Dès le matin, les ruelles de Pakadjuma s’animent. Devant les maisons en tôle, l’ambiance est rythmée par des danses comme le Mukombonso et la consommation d’alcool local, appelé Mokonzi. Pour certaines jeunes filles, ces pratiques servent d’échappatoire à la souffrance et à la détresse sociale.

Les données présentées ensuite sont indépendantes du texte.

PR #15504, opened 2026-08-04
ci(migrations): bring the migration graph check to dev

devGregA:
## Description

#15501 added a check that fails fast when a Django app has more than one migration leaf node. It landed on `bugfix`. This is the same commit, cherry-picked to `dev`.

`dev` is where this has actually bitten. Two changes that each add a migration on the same parent are individually consistent, so both go green before merge — the fork exists only in their union, and nothing re-derives the graph afterwards. Until a release merge-back carries #15501 across, the branch most exposed to that is the one without the check.

While the graph is forked, `migrate` refuses to apply anything at all, so every container-based job dies at boot. That surfaces as ~120 red checks, none of which mentions migrations.

Cherry-picked rather than reimplemented, so the two branches stay byte-identical and the next merge-back is a no-op.

## Test results

On this branch:

```
$ python3 scripts/check_migration_leaves.py
dojo: 199 migrations, 90 squashed out, single leaf 0288_backfill_vulnerability_id_entities
$ echo $?
0
```

```
$ python -m pytest unittests/test_migration_leaves.py -q
22 passed in 1.82s
```

`ruff check .` clean with the CI-pinned 0.16.0.

The script is stdlib-only — `ast`, no Django, no database, no settings — so the job is a checkout plus one `python3` call, well under a second.

### DIFF
--- a/.github/workflows/migration-graph.yml
+++ b/.github/workflows/migration-graph.yml
@@ -1,0 +1,40 @@
+name: Migration Graph
+
+# Its own workflow rather than a job inside the lint workflow: this check goes
+# red for a reason that has nothing to do with code style, and it goes red on a
+# branch whose own commits are usually fine, so the name on the PR rollup needs
+# to say what actually broke.
+#
+# Both triggers are load-bearing, because there are two ways to fork the graph
+# and each trigger catches only one of them:
+#
+#   pull_request - actions/checkout resolves a pull_request event to the merge
+#     commit, so this sees the branch *combined with* its base. That is the only
+#     way to catch a migration written against a base branch that had already
+#     moved on: the branch on its own has a single leaf and looks fine.
+#
+#   push - catches the mirror case, where two PRs each add a migration on the
+#     same parent. Both are internally consistent so both go green pre-merge,
+#     and the fork exists only in their union. Nothing else re-derives the graph
+#     after a merge, since the test suite is per-PR.
+#
+# Without this check the failure mode is every container-based job dying at boot
+# with ~120 red checks, none of which says "migration graph" in its name.
+
+on:
+  workflow_dispatch:
+  push:
+  pull_request:
+
+jobs:
+  migration-graph:
+    name: Migration Graph Check
+    runs-on: ubuntu-latest
+    steps:
+      - name: Checkout
+        uses: actions/checkout@3d3c42e5aac5ba805825da76410c181273ba90b1 # v7.0.1
+
+      # The script is stdlib-only (ast, no Django, no database, no settings), so
+      # it needs no setup beyond the checkout and finishes in well under a second.
+      - name: Check for multiple migration leaf nodes
+        run: python3 scripts/check_migration_leaves.py
--- a/ruff.toml
+++ b/ruff.toml
@@ -129,6 +129,10 @@ preview = true
 "dojo/filters.py" = [
     "A003",  # ruff upgrade to 0.13.3
 ]
+"scripts/check_migration_leaves.py" = [
+    "T201",   # print statements are fine for console output scripts
+    "EXE001", # git won't commit the executable flag I don't know why
+]
 "scripts/update_performance_test_counts.py" = [
     "S603",  # subprocess.run without shell=True is safe for this script
     "S604",  # subprocess.run without shell=True is safe for this script
--- a/scripts/check_migration_leaves.py
+++ b/scripts/check_migration_leaves.py
@@ -1,0 +1,333 @@
+#!/usr/bin/env python3
+"""
+Fail when the Django migration graph has more than one leaf node in an app.
+
+``migrate`` refuses to apply *anything* while a graph has two leaves::
+
+    CommandError: Conflicting migrations detected; multiple leaf nodes in the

La majorité des familles de ce quartier sont originaires de la province de l’Équateur. Les parents exercent principalement de petits métiers : pousse-pousseurs, chargeurs dans des usines privées ou encore vendeurs ambulants.

Sur l’avenue du Marain, une jeune femme de 22 ans, vendeuse, raconte comment elle a arrêté les études.

« Je me sens menacée à cause des mauvaises influences du quartier. Pour dire vrai, je n’ai pas de diplôme. J’ai arrêté l’école en 4e année des humanités parce que je me suis laissée entraîner par mes amies et par la vie d’ici. Aujourd’hui, j’ai une fille, j’ai 22 ans et je vis encore chez mes parents. Je regrette beaucoup, mais mes parents ont refusé de continuer à payer mes études. Maintenant, je vends du poisson pour survivre », explique-t-elle.

De son côté, Meda, une jeune femme vivant dans une église des environs, dénonce l’insécurité à tous les niveaux dans ce quartier.

« Ici, tu ne peux même pas utiliser ton téléphone tranquillement. Même des filles de 13 ans et plus traînent dans des coins pour menacer les gens et leur voler leurs téléphones, parfois même avec des policiers. Ils te disent : “Donne-moi ton téléphone”, et tu obéis par peur de recevoir une balle. Mais on est déjà habitués. Ce n’est plus un secret. Ici, le vrai problème, c’est l’éducation », souligne-t-elle.

Sans accès à l’éducation ni accompagnement adéquat, de nombreuses jeunes filles voient leurs rêves s’éteindre avant même d’avoir commencé à vivre. La déscolarisation expose directement ces jeunes filles aux grossesses précoces et à une dépendance économique accrue.